*My post here was originally published on June 15, 2015 in Christianity Today.
When I first stepped into my role as a small-group pastor, I was at a loss as to how to help my church get on mission. I knew what it meant to be missional and intentional with my relationships. I knew how to share my faith. I even knew how to motivate my leaders to get on mission with God. However, the one thing that I didn’t know was how to make mission normal in our church—I didn’t know how to help the congregation get on mission with God in everyday life.
As a result, much like Jeff Vanderstelt explains in Saturate: Being Disciples of Jesus in the Everyday Stuff of Life, I loaded my leaders and groups with a task list of missional activities. There was only one problem: I was teaching and expecting my congregation to be Jesus—when only Jesus can truly be Jesus. As a result, I was expecting my group leaders to do more than Jesus every asked of them. In reality, as Vanderstelt puts it, “we are not meant to carry the weight of the world or the mission of Jesus on our shoulders. Jesus came to seek and save. He doesn’t expect us to become the saviors.”
So when I first encountered Vanderstelt’s ministry, Soma, I was impressed with the way they were able to normalize mission and make it easy for their church members to get on mission with God in everyday life. That’s what led me on my journey to digest everything I could get my hands on from Vanderstelt and Soma—articles, seminars, audio files, and the like. But now you can simply read Saturate, a book with all of their wisdom in one place.
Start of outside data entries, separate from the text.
Issue #282, opened 2018-10-03
Support GCOV intermediate format


marxin:
For GCC 9.1 I'm planning to come up with JSON format of the intermediate representation.
It's feasible for consumers of the information like lcov and gcovr
Feel free to comment my patch request:
https://gcc.gnu.org/ml/gcc-patches/2018-09/msg01628.html

Example output:
https://users.suse.com/~mliska/tmp/tramp.json

marxin:
> Thank you, this looks great! There's nothing wrong with the previous intermediate format, but moving to JSON will make future improvements easier (both for GCC and downstream users like gcovr). I look forward to implementing support for it, because it's much easier to work with than the human-readable output we are currently parsing….

Thanks for very useful feedback!

> 
> Unfortunately I won't be able to _move_ to your JSON format because old GCC versions and `llvm-cov gcov` will have to be supported, but it will be great to be able to offer a more robust parser for modern GCC as an option.

I understand that, but hopefully in the future it will be main format used for GCC.

> 
> A few concerns/questions/observations:
> 
>  It is great that you are including a `current_working_directory` key! Are the file names resolved relative to this working directory, or are the file names taken directly from the gcno notes? This matters if gcov is not invoked from the same directory as gcc, which happens to be one of the difficult problems for gcovr.

current_working_directory is taken from .gcno file and file names as well. That should be enough to locate source files.

> 
>  These JSON files can get quite big, but gcov and any parsers will have to load them into memory entirely. Please consider whether a mixed line-based/JSON format would work, i.e. something like [JsonLines.org](http://jsonlines.org/) with one "file" JSON document per line and perhaps a header with metadata. That's technically not true JSON but much more Unixy. Line-based output would be more valuable than compressed output to me.

Well you will have one JSON per object file. Even if you have very many object files, then it's expected that one can load into memory JSON for one of them. Then you can release it.

> 
>  Will it be possible to pipe the JSON to stdout instead of writing to a file? It seems so. Great!

Yes.

> 
>  No format is self-describing. The source code in your patch makes the format clear, but real documentation would avoid misunderstandings. E.g. the intermediate format shows a vaguely BNF-ish example in the docs. I'd consider writing:
> 
> > The JSON output is structured as follows:
> > ```json
> > {
> >   "version": "<gcov_version>",
> >   "current_working_directory": "<cwd_absolute>",
> >   "files": [<file>...]
> > }
> > ```
> > 
> > 
> > where each `<file>` has the form:
[...]

Issue #10, opened 2013-09-02
add "--add-tracefile" like lcov


whart222:
I want to merge two gcda result into one.
lcov can use --add-tracefile do the work, how gcovr do it? Thanks

wichtounet:
Such a feature would indeed be great. I also have the need for it with several object directories.

verbitan:
This is exactly the feature I'd like as well, so a vote for this issue from me :+1:

pbregener:
I'm interested in this feature as well 👍

pbregener:
@whart222 As you opened this issue 3 years ago and now seem to be the maintainer of gcovr - any thoughts on this?

pbregener:
ping @whart222

latk:
While working on a new internal data model (191b30cd3d7a0377341dcfc42b8ea24681614dce) I realized that merging coverage data is not actually difficult – such merging is already done internally to combine the coverage from multiple object files. All that is missing is to serialize and deserialize that data. In particular:

 - a new generator that dumps the complete coverage data into a file, preferably as JSON.
 - an option to load such a files so that additional coverage can be merged. “Steal” the design of that option from lcov?

This file format should allow some sanity checks, for example that all runs must use the same options.

The file format could be modeled after the upcoming gcov json format (see #282) which would allow for some interesting synergies, but this is not necessary.

If anyone would like to take on this work, please do :) As per the [contribution guidelines](https://github.com/gcovr/gcovr/blob/master/CONTRIBUTING.rst#how-to-submit-a-pull-request): if you need help please ask in the [Gitter chat](https://gitter.im/gcovr/gcovr), discuss the design on this issue, or open a WIP pull request.

CezaryGapinski:
Hi!

I am trying to make add-tracefile option with JSON files. I have noticed that something can be wrong with `LineCoverage` class [constructor](https://github.com/gcovr/gcovr/blob/1f5af01d1a347c917939df34082254544d85a5f1/gcovr/coverage.py#L68) and [update method](https://github.com/gcovr/gcovr/blob/1f5af01d1a347c917939df34082254544d85a5f1/gcovr/coverage.py#L106).
Maybe I missed something, but `noncode` fileld should be set to True as a default value?
During update when one of the object has `noncode` field cleared and the other has it set that means the line is still real code, filed shouldn't be set and line should be taken into coverage?

latk:
[...]

PR #326, opened 2019-08-17
Add --add-tracefile feature to merge coverage data in JSON format

CezaryGapinski:
This PR implements merging coverage data from files in JSON format.

PR helps to merge results, simillary to other tools like lcov. Files to combine are in JSON format recommended by @latk in #10, created partially by @opikalo in PR #302 and use update methods in coverage data model. The file structure is based on JSON intermediate format implemented in gcov mentioned in #282 with structure and additional keys specific to gcovr.
gcovr always create reports with source files paths relative to root directory, therefore JSON files structure relative to root. It also helps to combine results from different builds on separate computers or different directories with the same source code directory structure.


gcovr/tests/add_coverages/Makefile
```diff
@@ -0,0 +1,40 @@
...
+json_foo:
+	./testcase_foo
+	$(GCOVR) -d --json-pretty -o coverage_foo.json
+
+json_bar:
+	./testcase_bar
+	$(GCOVR) -d --json-pretty -o coverage_bar.json
+
+txt: json_foo json_bar
+	$(GCOVR) -a coverage_foo.json -a coverage_bar.json -o coverage.txt
```
latk: I really love this test! It's a great demonstration of the --add-tracefile functionality.

In the future, I hope to port the reference data of the other tests to JSON so that I don't have to check the HTML and XML data every time. This makes the following things possible or a lot easier:

* faster test suite
* smaller test suite
* changes to the HTML format will become easier because fewer files will have to be updated
* supporting multiple compilers in the test suite instead of just GCC 5
* the XML tests will become less important, so I can probably remove the pyutilib dependency \o/

So thank you a lot for working on this cornerstone feature!

gcovr/tests/add_coverages/reference/coverage_bar.json
```diff
@@ -0,0 +1,167 @@
+{
```
latk: Do the tests have to include the individual files like `coverage_{foo,bar}.json` or is it sufficient to only compare the final coverage.json?

gcovr/tests/add_coverages/Makefile
```diff
@@ -0,0 +1,40 @@
...
+	$(GCOVR) -a coverage_foo.json -a coverage_bar.json -x -o coverage.xml
+
+html: json_foo json_bar
+	$(GCOVR) -a coverage_foo.json -a coverage_bar.json --html-details -o coverage.html
+
+sonarqube: json_foo json_bar
+	$(GCOVR) -a coverage_foo.json -a coverage_bar.json --sonarqube sonarqube.xml
+
+json: json_foo json_bar
+	$(GCOVR) -a coverage_foo.json -a coverage_bar.json --json-pretty -o coverage.json
```
latk: The `json` make target will only be invoked if you add it to the list of targets in `gcovr/tests/test_gcovr.py`. The `run` target is not actually used by the test suite. Additionally, the test driver needs to be updated with `json=lambda x: x` in SCRUBBERS and `json='coverage*.json'` in OUTPUT_PATTERN.

CezaryGapinski: Ok, so I have to extend this line and add 'json':
`@pytest.mark.parametrize('format', ['txt', 'xml', 'html', 'sonarqube', 'json'])`
and next:

- extend all tests Makefiles to use json rule
- extend all reference directories with json coverage?

latk: I think the tests will fail if you don't update the other Makefiles to include a `json` target. But to keep this PR reasonably small, you don't have to create JSON reference files. The JSON target can be empty.

gcovr/configuration.py
```diff
@@ -421,6 +421,16 @@ def choose(_cls, choices, default=None):
              "The --root is the default --filter.",
         default='.',
     ),
+    GcovrConfigOption(
+        "add_tracefile", ["-a", "--add-tracefile"],
+        help="Combine the coverage data from JSON files. "
```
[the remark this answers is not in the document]
CezaryGapinski: > Perhaps the main() should have additional checks so that it can warn when unused options like filters were specified on the command line (but not when they are just loaded from the config file).

OK, just mention about that no coverage data will be collected from gcov as it is already done for other options like - - branches, - - sort-uncovered, - -sort-percentage or do something more sophisticated in the main()? What with other options like for example calling the gcovr to XML output with unused the - - sort-uncovered option?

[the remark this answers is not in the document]
latk: Hmm, let's forget about adding checks, since the other options don't have them either. That's a problem for a future enhancement.

So as long as the --add-tracefile help message is updated to clearly note that it will not run gcov to collect new coverage data, that is fine by me.

gcovr/json_generator.py
```diff
@@ -0,0 +1,71 @@
...
+#
+# Produce gcovr JSON report
+#
+def print_json_report(covdata, output_file, options):
+    r"""produce an JSON report in the format partially
+    compatible with gcov JSON output"""
+
+    gcovr_json_root = {}
+    gcovr_json_root['gcovr/format_version'] = JSON_FORMAT_VERSION
+    gcovr_json_root['gcovr/file_paths'] = []
```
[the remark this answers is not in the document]
CezaryGapinski: I renamed these keys to `files` and `file` in the new version.

gcovr/json_generator.py
```diff
@@ -0,0 +1,71 @@
...
+    if options.output:
+        with open(options.output, 'w') as output:
+            write_json(gcovr_json_root, output)
+    else:
+        write_json(gcovr_json_root, sys.stdout)
+
+
+def _gcovr_lines_to_gcovr_json_lines(lines):
+    gcovr_json_lines = []
+    for no in sorted(lines):
```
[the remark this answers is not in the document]
CezaryGapinski: Looks nice. Please review my new version of PR where all functions to convert from/to JSON are refactored.

gcovr/tests/add_coverages/reference/coverage_bar.json
CezaryGapinski: Agreed. These files actually are not necessary to check during tests.

gcovr/tests/add_coverages/Makefile
CezaryGapinski: I have added to Makefiles empty json target.

gcovr/json_generator.py
```diff
@@ -0,0 +1,71 @@
...
+    return gcovr_json_lines
+
+
+def _gcovr_branches_to_gcovr_json_branches(branches):
+    gcovr_json_branches = []
+    for no in sorted(branches):
+        gcovr_json_branch = {}
+        gcovr_json_branch['count'] = branches[no].count
+        gcovr_json_branch['fallthrough'] = branches[no].fallthrough is not None
+        gcovr_json_branch['throw'] = branches[no].throw is not None
```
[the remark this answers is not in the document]
CezaryGapinski: Agreed.

README.rst
```diff
@@ -21,12 +21,13 @@ The ``gcovr`` command can produce different kinds of coverage reports:
...
 -  ``--xml``: machine readable XML reports in Cobertura_ format
 -  ``--sonarqube``: machine readable XML reports in Sonarqube format
+-  ``--json``: JSON report with source files structure and coverage
 
 Thus, gcovr can be viewed
 as a command-line alternative to the lcov_ utility, which runs gcov
 and generates an HTML-formatted report.
 The development of gcovr was motivated by the need for
-text summaries and XML reports.
+text summaries, XML reports and gcov JSON intermediate format.
```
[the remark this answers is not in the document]
CezaryGapinski: Agreed.

gcovr/__main__.py
```diff
@@ -240,47 +241,61 @@ def main(args=None):
...
-                covdata[fname] = cov
-            else:
-                covdata[fname].update(cov)
-        toerase.update(context['toerase'])
-        rmtree(context['workdir'])
-    for filepath in toerase:
-        if os.path.exists(filepath):
-            os.remove(filepath)
+
+    if options.add_tracefile:
```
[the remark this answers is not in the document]
CezaryGapinski: Looks better, I've added it in separate commit. collect_coverage_from_{tracefiles, gcov} functions have also logger parameter.

gcovr/configuration.py
```diff
@@ -590,6 +590,27 @@ def choose(_cls, choices, default=None):
...
+        type=OutputOrDefault,
+        default=None,
+        const=OutputOrDefault(None),
+    ),
+    GcovrConfigOption(
+        "prettyjson", ["--json-pretty"],
+        group="output_options",
+        help="Pretty-print the JSON report. Implies --json. Default: {default!s}."
+             "OUTPUT is optional and defaults to --output.",
+        nargs='?',
```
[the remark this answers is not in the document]
CezaryGapinski: Fixed in new version.

gcovr/json_generator.py
```diff
@@ -0,0 +1,129 @@
...
+    json_lines = [_json_from_line(lines[no]) for no in sorted(lines)]
+    return json_lines
+
+
+def _json_from_line(line):
+    json_line = {}
+    json_line['branches'] = _json_from_branches(line.branches)
+    json_line['count'] = line.count
+    json_line['line_number'] = line.lineno
+    json_line['unexecuted_block'] = line.count == 0
```
latk: I'm not sure what the correct semantics for the `unexecuted_block` field are. Gcovr does not currently parse per-block data and cannot confidently say whether a line contains unexecuted blocks. Blocks have to do with partial coverage: a line can be covered but still contain unexecuted blocks, e.g. `if (foo()) bar();` where `foo()` always returns false.

I would get rid of this field in order to avoid incompatibilities with the gcov JSON format.

When loading, this field is used to populate the `noncode` property. That's a good idea, so maybe it would be best explicitly to store a `gcovr/noncode` field instead?

gcovr/json_generator.py
```diff
@@ -0,0 +1,129 @@
...
+    json_branch['throw'] = bool(branch.throw)
+    return json_branch
+
+
+def _lines_from_json(file, json_lines):
+    [_line_from_json(file.line(json_line['line_number']), json_line) for json_line in json_lines]
+
+
+def _line_from_json(line, json_line):
+    line.noncode = json_line['unexecuted_block']
```
latk: see above comment about the `unexecuted_block` field.

gcovr/tests/add_coverages/reference/coverage.json
```diff
@@ -0,0 +1,167 @@
+{
+    "gcovr/format_version": 0.1,
```
latk: This file contains a space after the comma, which causes all tests to fail except those under 2.7. There are two alternatives how this can be resolved:

* in the test runner, a JSON scrubber is added that trims all lines to remove the trailing space if any is present
* in the test runner, JSON files aren't compared textually but the JSON is loaded into a data structure that is then compared, similar to the current XML tests. This could be done in a scrubber or in a custom ASSERT_EQUALS.

gcovr/json_generator.py
CezaryGapinski: How about just to remove `unexecuted_block` filed (or `gcovr/noncode`after renaming)?
During conversion JSON file to `covdata` I can update the `noncode` property after fetching the `lineno`.

```diff
--- a/gcovr/json_generator.py
+++ b/gcovr/json_generator.py
@@ -92,7 +92,6 @@ def _json_from_line(line):
     json_line['branches'] = _json_from_branches(line.branches)
     json_line['count'] = line.count
     json_line['line_number'] = line.lineno
-    json_line['unexecuted_block'] = line.count == 0
     return json_line
 
 
@@ -114,8 +113,8 @@ def _lines_from_json(file, json_lines):
 
 
 def _line_from_json(line, json_line):
-    line.noncode = json_line['unexecuted_block']
     line.count = json_line['count']
+    line.noncode = line.count == 0
     _branches_from_json(line, json_line['branches'])
```

gcovr/tests/add_coverages/reference/coverage.json
CezaryGapinski: I can explicit set separators in json.dump, like here:

```diff
--- a/gcovr/json_generator.py
+++ b/gcovr/json_generator.py
@@ -37,7 +37,7 @@ def print_json_report(covdata, output_file, options):
 
     write_json = json.dump
     if options.prettyjson:
-        write_json = functools.partial(write_json, indent=PRETTY_JSON_INDENT)
+        write_json = functools.partial(write_json, indent=PRETTY_JSON_INDENT, separators=(',', ': '))
 
     if options.output:
         with open(options.output, 'w') as output:
```

JSON output in pretty-print mode will be without space at the end of line with comma, what can be useful if somebody wants to parse JSON file with external custom tool. Space at the end of line with comma can be annoying.

> 
- in the test runner, JSON files aren't compared textually but the JSON is loaded into a data structure that is then compared, similar to the current XML tests. This could be done in a scrubber or in a custom ASSERT_EQUALS.

It can help to pass test when one the file is in pretty-print mode and second without it, so I have to implement this comparison.

gcovr/json_generator.py
latk: No, noncode means that a line should not be included in the coverage calculation. That's not the same as an uncovered line. The two alternatives are:

* do not output noncode lines to the JSON. This is correct, but lossy.
* change `unexecuted_block` to something like `gcovr/noncode` or `gcovr/excluded`.

I'll leave it to you to determine the better approach.

gcovr/tests/add_coverages/reference/coverage.json
latk: Oh, I didn't know you could change the separators! If setting that option fixes the problem, that seems like the easiest solution. Do whatever *you* think is best, as long as the tests pass on Python 2.7 and 3.6.

CezaryGapinski:
Third version of PR. Changes:
- fix in gcov's `unexecuted_block` field - replaced to `gcovr/noncode` field
- added separators and sort_keys fileds to force ordering in dictionaries in JSON (useful during comparison between reference and result file, where they serialized to text representation)

gcovr/json_generator.py
CezaryGapinski: I think, now it should be correct. `gcovr/noncode` filed has `line.noncode` value.

gcovr/json_generator.py
CezaryGapinski: Now `line.noncode` has value from JSON `gcovr/noncode` field.

gcovr/tests/add_coverages/reference/coverage.json
CezaryGapinski: In my last PR I have added `separators=(',', ': ')` and `sort_keys=True` to the `json.dump()`.
Dictionaries in python are not ordered, therefore `coverage data` can be generated in different ways in JSON output files. `sort_keys=True` preserves alphanumeric ordering for dictionaries used in `json.dump()`. Content of output files will be generated always in the same order what is useful to compare JSON output file like a plain text files during tests.

I think thanks to that tests for Python 2.7 and 3.6 were passed.

Actually I though about comparing JSON structures during tests after gathering information from `json.load()`, convert this to the `coverage data` and next add `compare_coverages()` function to utils.py and use it, but maybe is better to differentiate between pretty-print and non pretty-print mode and compare raw text files. After conversion from JSON file to `coverage` we will lose information about pretty printing. What if in the future something goes wrong with pretty-print during adding some new features. `coverage data` will be ok, but pretty-print can be damaged without information about that during test.
It is always decision to make, usage of `separators=(',', ': ')` and `sort_keys=True` looks like to be the easiest one.

opikalo:
Anything I can do to help this PR to land?

CezaryGapinski:
> Anything I can do to help this PR to land?

For me this PR looks ok, maybe I missed something, but I do not have any feedback from @latk what should I improve.
I guess he has to decide if its is good enough to merge it.

latk:
This took a lot longer than expected, but I _finally_ merged this excellent PR. It seems I have become the bottleneck for gcovr development. If anyone would like write access in order to merge changes without having to wait for me, I'd be happy to arrange that.

CezaryGapinski:
Hi!
No problem at all. You did a lot of work with this project and you should continue!
Python is not my primary language, but If you want I can help. I just need some time to go back to this project and analyse it more deeply.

As I was preparing to develop a discipleship pathway for my multi-site church, I was inspired by the ministry philosophy, identities, and rhythms of Soma because they have the clearest missional paradigm of discipleship. Soma’s focus, and subsequently, the focus of Saturate, is to provide a vision for complete and utter Jesus saturation rooted in who you are in Christ, rather than in what you do.